• **Data provided**
PR #1021, opened 2022-05-23
Update installation doc

blacksponge:
## Purpose

* The current version of JSON Validator on Ubuntu is up to date, the note no longer applies.
* Some build dependencies are missing.

## Context

\-

## Changes

* Remove JSON Validator note in Ubuntu installation
* Add Test::Difference and Test::Exception to the list of test dependencies

## How to test this PR

Installation should work.

PR #1023, opened 2022-05-23
Installation on Rocky

mattias-p:
## Purpose

This PR fixes some dependency issues and a bug that I noticed for Rocky.

## Context

N/A

## Changes

* Installs OS package perl-Test-Mojo so the tests don't fail on installation.
* Fixes a bug in t/lifecycle.t that made us break an assumption made by Mojolicious.
* Installs OS packages for perl-Test-Differences and perl-Test-Exception, which we depend on as noted in #1021.

## How to test this PR

Follow the installation instruction using Rocky Linux.

### DIFF
--- a/docs/Installation.md
+++ b/docs/Installation.md
@@ -79,7 +79,7 @@ for Zonemaster::Backend, see the [declaration of prerequisites].
 Install dependencies available from binary packages:
 
 ```sh
-sudo dnf -y install jq perl-Class-Method-Modifiers perl-Config-IniFiles perl-DBD-SQLite perl-DBI perl-HTML-Parser perl-JSON-RPC perl-libwww-perl perl-Log-Dispatch perl-Mojolicious perl-Net-Server perl-Parallel-ForkManager perl-Plack perl-Plack-Middleware-ReverseProxy perl-Plack-Test perl-Role-Tiny perl-Router-Simple perl-String-ShellQuote perl-Test-Mojo perl-Test-NoWarnings perl-Test-Warn perl-Try-Tiny perl-libintl redhat-lsb-core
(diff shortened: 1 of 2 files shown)


matsduf (approved):

docs/Installation.md
```diff
@@ -89,7 +89,7 @@ sudo dnf -y install jq perl-Class-Method-Modifiers perl-Config-IniFiles perl-DBD
 Install dependencies not available from binary packages:
 
 ```sh
-sudo cpanm Daemon::Control JSON::Validator Log::Any Log::Any::Adapter::Dispatch Starman Plack::Middleware::ReverseProxy
```
pnax, line 92: There is no package `perl-Plack-Middleware-ReverseProxy` available for CentOS 7.

matsduf: > There is no package `perl-Plack-Middleware-ReverseProxy` available for CentOS 7.

But available from CPAN?

mattias-p: Okay, I'll revert that change.

matsduf: In Engine a separate section for CentOS 7 has been proposed in https://github.com/zonemaster/zonemaster-engine/pull/1080. I suggest that we do the same thing here to make it as good as possible for Rocky Linux.

pnax: The installation document for Backend is quite long and heavy, I would suggest not to add an extra section specific to CentOS 7 since the installation works with the instructions from the Rocky Linux section if you use `yum` instead of `dnf`.

pnax (approved):

docs/Installation.md
mattias-p: Installing five or six distributions from CPAN instead isn't a big difference.

matsduf: > The installation document for Backend is quite long and heavy, I would suggest not to add an extra section specific to CentOS 7 since the installation works with the instructions from the Rocky Linux section if you use `yum` instead of `dnf`.

Then, at least that information should be stated. And there should be a headline (entrance) for CentOS Linux 7. Furthermore, PostgreSQL is not support for CentOS Linux 7.

mattias-p: I'll leave it to @pnax to make the CentOS updates.

PR #986, opened 2022-04-28
Update IDN support warning message

pnax:
## Purpose

Avoid getting into to much details in the warning message.

## Context

https://github.com/zonemaster/zonemaster-backend/pull/984#discussion_r860804409

## Changes

* Update warning message
* Provide a French translation

## How to test this PR

The message should be changed and correctly translated (based on available translations).

## Other translations

Translations in other language for the update string can be provided as commit directly to this PR, or as comments that I'll add to the PR.

PR #1029, opened 2022-06-01
Add missing text library to TestAgent.pm

tgreenx:
## Purpose

This PR adds a missing library to TestAgent.pm, to be able to show warning messages. Currently it will crash:
`[ERROR] [main] Test died: 8b96afcc7a6ad5b8: Undefined subroutine &Zonemaster::Backend::TestAgent::__ called at /usr/local/share/perl/5.32.1/Zonemaster/Backend/TestAgent.pm line 206`

## Context

See [#986](https://github.com/zonemaster/zonemaster-backend/pull/986#issuecomment-1143388127) (comments)

## How to test this PR

Install Zonemaster::LDNS, without IDN support
Create a test with IDN characters (e.g., `café.fr`)
Start the testagent
Logs should show a warning message instead of crashing, like so:
`[WARNING] [main] Warning: Zonemaster::LDNS not compiled with IDN support, cannot handle non-ASCII names correctly. at /usr/local/share/perl/5.32.1/Zonemaster/Backend/TestAgent.pm line 208.`

### DIFF
--- a/lib/Zonemaster/Backend/TestAgent.pm
+++ b/lib/Zonemaster/Backend/TestAgent.pm
@@ -9,6 +9,7 @@ use DBI qw(:utils);
 use JSON::PP;
 use Scalar::Util qw( blessed );
 use File::Slurp;
+use Locale::TextDomain qw[Zonemaster-Backend];
 
 use Zonemaster::LDNS;
 


matsduf (approved):

tgreenx:
To translate messages, environment variable "LANG" is used in Backend. However, the Perl default uses "LANGUAGE". 
To circumvent that behavior, I added a change to give precedence to "LANG" instead, analogously to what is already done in other parts of Backend (see [here](https://github.com/zonemaster/zonemaster-backend/blob/master/script/zonemaster_backend_rpcapi.psgi#L22-L25)).

blacksponge (approved):
Tested on Ubuntu 22.04, working as expected.

mattias-p (approved):
This should be fine.

matsduf (approved):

• **Goal of the exercise**
All of the lines above need to be given again exactly.

• **Exercise result**
PR #1021, opened 2022-05-23
Update installation doc

blacksponge:
## Purpose

* The current version of JSON Validator on Ubuntu is up to date, the note no longer applies.
* Some build dependencies are missing.

## Context

\-

## Changes

* Remove JSON Validator note in Ubuntu installation
* Add Test::Difference and Test::Exception to the list of test dependencies

## How to test this PR

Installation should work.

PR #1023, opened 2022-05-23
Installation on Rocky

mattias-p:
## Purpose

This PR fixes some dependency issues and a bug that I noticed for Rocky.

## Context

N/A

## Changes

* Installs OS package perl-Test-Mojo so the tests don't fail on installation.
* Fixes a bug in t/lifecycle.t that made us break an assumption made by Mojolicious.
* Installs OS packages for perl-Test-Differences and perl-Test-Exception, which we depend on as noted in #1021.

## How to test this PR

Follow the installation instruction using Rocky Linux.

### DIFF
--- a/docs/Installation.md
+++ b/docs/Installation.md
@@ -79,7 +79,7 @@ for Zonemaster::Backend, see the [declaration of prerequisites].
 Install dependencies available from binary packages:
 
 ```sh
-sudo dnf -y install jq perl-Class-Method-Modifiers perl-Config-IniFiles perl-DBD-SQLite perl-DBI perl-HTML-Parser perl-JSON-RPC perl-libwww-perl perl-Log-Dispatch perl-Mojolicious perl-Net-Server perl-Parallel-ForkManager perl-Plack perl-Plack-Middleware-ReverseProxy perl-Plack-Test perl-Role-Tiny perl-Router-Simple perl-String-ShellQuote perl-Test-Mojo perl-Test-NoWarnings perl-Test-Warn perl-Try-Tiny perl-libintl redhat-lsb-core
(diff shortened: 1 of 2 files shown)


matsduf (approved):

docs/Installation.md
```diff
@@ -89,7 +89,7 @@ sudo dnf -y install jq perl-Class-Method-Modifiers perl-Config-IniFiles perl-DBD
 Install dependencies not available from binary packages:
 
 ```sh
-sudo cpanm Daemon::Control JSON::Validator Log::Any Log::Any::Adapter::Dispatch Starman Plack::Middleware::ReverseProxy
```
pnax, line 92: There is no package `perl-Plack-Middleware-ReverseProxy` available for CentOS 7.

matsduf: > There is no package `perl-Plack-Middleware-ReverseProxy` available for CentOS 7.

But available from CPAN?

mattias-p: Okay, I'll revert that change.

matsduf: In Engine a separate section for CentOS 7 has been proposed in https://github.com/zonemaster/zonemaster-engine/pull/1080. I suggest that we do the same thing here to make it as good as possible for Rocky Linux.

pnax: The installation document for Backend is quite long and heavy, I would suggest not to add an extra section specific to CentOS 7 since the installation works with the instructions from the Rocky Linux section if you use `yum` instead of `dnf`.

pnax (approved):

docs/Installation.md
mattias-p: Installing five or six distributions from CPAN instead isn't a big difference.

matsduf: > The installation document for Backend is quite long and heavy, I would suggest not to add an extra section specific to CentOS 7 since the installation works with the instructions from the Rocky Linux section if you use `yum` instead of `dnf`.

Then, at least that information should be stated. And there should be a headline (entrance) for CentOS Linux 7. Furthermore, PostgreSQL is not support for CentOS Linux 7.

mattias-p: I'll leave it to @pnax to make the CentOS updates.

PR #986, opened 2022-04-28
Update IDN support warning message

pnax:
## Purpose

Avoid getting into to much details in the warning message.

## Context

https://github.com/zonemaster/zonemaster-backend/pull/984#discussion_r860804409

## Changes

* Update warning message
* Provide a French translation

## How to test this PR

The message should be changed and correctly translated (based on available translations).

## Other translations

Translations in other language for the update string can be provided as commit directly to this PR, or as comments that I'll add to the PR.

PR #1029, opened 2022-06-01
Add missing text library to TestAgent.pm

tgreenx:
## Purpose

This PR adds a missing library to TestAgent.pm, to be able to show warning messages. Currently it will crash:
`[ERROR] [main] Test died: 8b96afcc7a6ad5b8: Undefined subroutine &Zonemaster::Backend::TestAgent::__ called at /usr/local/share/perl/5.32.1/Zonemaster/Backend/TestAgent.pm line 206`

## Context

See [#986](https://github.com/zonemaster/zonemaster-backend/pull/986#issuecomment-1143388127) (comments)

## How to test this PR

Install Zonemaster::LDNS, without IDN support
Create a test with IDN characters (e.g., `café.fr`)
Start the testagent
Logs should show a warning message instead of crashing, like so:
`[WARNING] [main] Warning: Zonemaster::LDNS not compiled with IDN support, cannot handle non-ASCII names correctly. at /usr/local/share/perl/5.32.1/Zonemaster/Backend/TestAgent.pm line 208.`

### DIFF
--- a/lib/Zonemaster/Backend/TestAgent.pm
+++ b/lib/Zonemaster/Backend/TestAgent.pm
@@ -9,6 +9,7 @@ use DBI qw(:utils);
 use JSON::PP;
 use Scalar::Util qw( blessed );
 use File::Slurp;
+use Locale::TextDomain qw[Zonemaster-Backend];
 
 use Zonemaster::LDNS;
 


matsduf (approved):

tgreenx:
To translate messages, environment variable "LANG" is used in Backend. However, the Perl default uses "LANGUAGE". 
To circumvent that behavior, I added a change to give precedence to "LANG" instead, analogously to what is already done in other parts of Backend (see [here](https://github.com/zonemaster/zonemaster-backend/blob/master/script/zonemaster_backend_rpcapi.psgi#L22-L25)).

blacksponge (approved):
Tested on Ubuntu 22.04, working as expected.

mattias-p (approved):
This should be fine.

matsduf (approved):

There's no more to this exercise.